Reliability and anti-bot
- Apify residential proxies are enabled by default. Goodreads occasionally tightens anti-bot — residential keeps success rate above 95%.
- Session pool: 25 sessions, each retired after 30 uses or 3 errors.
- Five retries per request with exponential backoff.
- Failed requests are logged but never silently dropped — partial results are pushed and a
SUMMARYis written to the run KV store.
FAQ
Does the actor need a Goodreads login? No. Everything it reads is publicly accessible. Private shelves and friend feeds require login and are explicitly out of scope.
Why didn't I get all the reviews I asked for? Goodreads only renders ~30 reviews per page; many books have hundreds of thousands. Set resultsPerTarget to the max you actually need — runs scale linearly in pages and proxy cost.
Can I filter reviews by date? Not directly; filter the dataset downstream by reviewDate. Goodreads' sort order is "default" (relevance), which is non-chronological by design.
What about Goodreads' official API? Deprecated in 2020. Scraping is the only practical path for current Goodreads data.

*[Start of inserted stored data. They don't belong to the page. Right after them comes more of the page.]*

PR #1069, opened 2019-01-25
Bug 1523365 - Ensure all requests have the HSTS header (if configured)

psiinon:
The STS header is set on 200's but not on other response codes such as 404s.
The intention is for this to fix that, but I've not been able to test this change.
I've got BMO to run using docker-compose but for some reason that doesnt appear to pick up any of my changes, even when I change other parts of the code that should be much more visible :/
Will happily test if someone can explain to me how I can get my local changes reflected in the docker images.
The conditions were ripped off from https://github.com/mozilla-bteam/bmo/blob/master/Bugzilla/CGI.pm#L593-L602

### DIFF
--- a/Bugzilla/App.pm
+++ b/Bugzilla/App.pm
@@ -127,7 +127,7 @@ sub startup {
   }
   $self->hook(after_dispatch => sub {
     my ($c) = @_;
-    if ($self->req->is_secure
+    if ($c->req->is_secure
       && ! $c->res->headers->strict_transport_security
       && Bugzilla->params->{'strict_transport_security'} ne 'off')
     {
--- a/Bugzilla/App.pm
+++ b/Bugzilla/App.pm
@@ -122,19 +122,22 @@ sub startup {
         else {
           $c->res->headers->cache_control('public, max-age=31536000, immutable');
         }
-        if ($self->https
-          && not $c->res->headers->strict_transport_security
-          && Bugzilla->params->{'strict_transport_security'} ne 'off')
-        {
-          my $sts_opts = 'max-age=' . MAX_STS_AGE;
-          if (Bugzilla->params->{'strict_transport_security'} eq 'include_subdomains') {
-            $sts_opts .= '; includeSubDomains';
-          }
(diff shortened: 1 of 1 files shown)


Bugzilla/App.pm
```diff
@@ -122,6 +122,16 @@ sub startup {
         else {
           $c->res->headers->cache_control('public, max-age=31536000, immutable');
         }
+        if ($self->https
+          && not $c->res->headers->strict_transport_security
```
dylanwh: Here either you should use only the C-style logical operations (`&& || !`) or only the python ones (`and or not`) otherwise the results can be surprising.

dylanwh: Also this entire `if` should be added to a new `after_dispatch` hook, possible outside the `if ($self->mode ne 'development') {` conditional/

```perl
$self->hook(after_dispatch => sub {
my ($c) = @_;
# <insert your code>
});
```

Bugzilla/App.pm
```diff
@@ -122,6 +122,16 @@ sub startup {
         else {
           $c->res->headers->cache_control('public, max-age=31536000, immutable');
         }
+        if ($self->https
```
dylanwh:
```suggestion
        if ($self->req->is_secure
```

psiinon:
Updated based on the feedback.

dylanwh:
This looks good, I think. Tests are failing due to not seeing a 'Bug NNNNN' in the commit history that isn't already on prod.

psiinon:
Ah, what do I need to do to fix that?

Bugzilla/App.pm
```diff
@@ -125,6 +125,19 @@ sub startup {
       }
     );
   }
+  $self->hook(after_dispatch => sub {
+    my ($c) = @_;
+    if ($self->req->is_secure
```
dylanwh:
```suggestion
    if ($c->req->is_secure
```

dylanwh:
build will work with 

```
git commit --amend -m 'Bug 1523365 - Ensure all requests have the HSTS header (if configured)' 
git push -f 
```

How fresh is the data? Live — each run fetches Goodreads in real time. No cached layer.
Can I export to CSV / Excel? Yes. Open the run on Apify Console → Storage → Dataset → Export → CSV / XLSX / JSON.
Does it work for non-English Goodreads regions? Yes. Goodreads serves the same canonical URL globally. Use the reviewsLanguage filter to slice review content.
What's the difference between this and the other Goodreads actors on the Store? This is the only one that accepts every entity type in a single actor with auto-detection, ships MCP-ready descriptions for AI agents, and runs on residential proxies by default for 95%+ reliability.
Changelog
- 1.0 (2026-05-13) — Initial release. Books, reviews, authors, lists, series, search; auto-detect targets; concise / detailed response modes; MCP-first descriptions; PPE pricing.
Legal
This actor scrapes only publicly accessible Goodreads pages — content that any unauthenticated browser can view. You are responsible for ensuring your use of the data complies with Goodreads' Terms of Service, applicable copyright law (review text is copyrighted by the original reviewer; only fair-use excerpts and quantitative analysis are recommended), GDPR / CCPA when handling reviewer identifiers, and your contractual obligations to downstream consumers. Goodreads is a trademark of Goodreads LLC (Amazon). This actor is not affiliated with, endorsed by, or sponsored by Goodreads LLC. Use responsibly.